I disagree. Or at least, you will cause problems for other people. One of my coworkers was delivered a Windows app by a third party - it was written using MFC. I said, "Seriously? In 2010, MFC? MFC was bad even before it became obsolete." My coworker said, "They used it once before and decided it works for them, so that's what they use."

Here's the thing: part of being a developer is keeping up to date. If you find one thing that works for you and don't ever update you are not doing your job.


Learning all the intricacies of a framework takes a lot of time. Once a time, I was all for learning new things, but guess what: I discovered that old tools still delivered.

Sometimes the less dependencies factor matters too. Having to quickly develop a diagnostic application for users to download, a couple of years ago, guess what I chose: Visual Basic 6. Right, that ancient tool. No matter what, the application was easy to develop and the executable was a few kilobytes, with no requirements other than Windows 2000 SP4.


There are definitely limits.
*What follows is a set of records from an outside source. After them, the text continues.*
PR #149, opened 2026-08-06
fix: stop summarizer subprocesses from launching the user's MCP servers

lvillar:
## Problem

Each summarization call spawns a Claude subprocess via the Agent SDK (`query()` in `summarizer.ts`). That subprocess inherits the user's full configuration: every MCP server in `~/.claude.json` plus all enabled plugins and their MCP servers.

On an MCP-heavy install this is brutal. My setup has ~20 configured MCP servers (several database servers, puppeteer, playwright, context7...). With 10 concurrent summarizations, the background sync fanned out to **~200 node processes** — load average 59, swap exhausted — starving everything else on the machine. It looked enough like malware that I audited it before finding the real cause. The reentrancy guard (#87) prevents the recursive cascade, but each summarizer still drags the whole MCP fleet with it.

## Fix

Summarizers only write text — they need no tools, plugins, or settings:

- `strictMcpConfig: true` → the SDK passes `--strict-mcp-config`, so the user's and project's MCP configs are ignored (no `mcpServers` are passed, so the subprocess gets none)
- `settingSources: []` → no user settings, plugins, or hooks are loaded into the subprocess

## Testing

- Two new cases in `test/summarizer-options.test.ts`; the file passes (27/27) and `tsc --noEmit` is clean
- Verified on a live install: patched summarizer subprocesses carry `--strict-mcp-config` on their command line and spawn 1 child process instead of ~7 MCP servers each; a full sync of a 370-conversation backlog ran without measurable load
- `dist/summarizer.js` rebuilt and committed per the repo convention

### DIFF
--- a/dist/summarizer.js
+++ b/dist/summarizer.js
@@ -94,6 +94,15 @@ export function buildSummarizerQueryOptions(args) {
         env: getApiEnv(),
         resume: sessionId,
         persistSession: false,
+        // Summarizers never call tools, so skip the user's MCP config entirely.
+        // Without this, every summarization subprocess launches all configured MCP
+        // servers; with concurrent summarizations that fans out to hundreds of
+        // processes on MCP-heavy installs.
+        strictMcpConfig: true,
+        // strictMcpConfig only blocks ~/.claude.json MCP servers; user settings
+        // still load every enabled plugin (each with its own MCP server) into the
+        // subprocess. Summarizers need no plugins, hooks, or user settings at all.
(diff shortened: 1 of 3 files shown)


obra:
Thanks @lvillar! Merged to main as `58363b2` (squashed as part of a 13-PR batch, with dist rebuilt on top). This isolates the summarizer subprocess from your MCP servers and settings (settingSources:[] + strictMcpConfig), closing the summarizer-hijack class of bug.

I'm not suggesting you use a 20 year old technology like MFC. However, using .NET 3.5 instead of 4.0? Just fine.


Why did it matter what it was written in, if it met the spec?


That's great in theory but once an application becomes big and settled it is usually too big to just 'upgrade'. Upgrading becomes a massive time sink and when there's other deadlines pressing for stuff that your clients will actually notice then upgrading won't happen. Ballmer wants to release a new VS every 18 months. Just skip every other major release and save yourself 1/2 the pain and effort.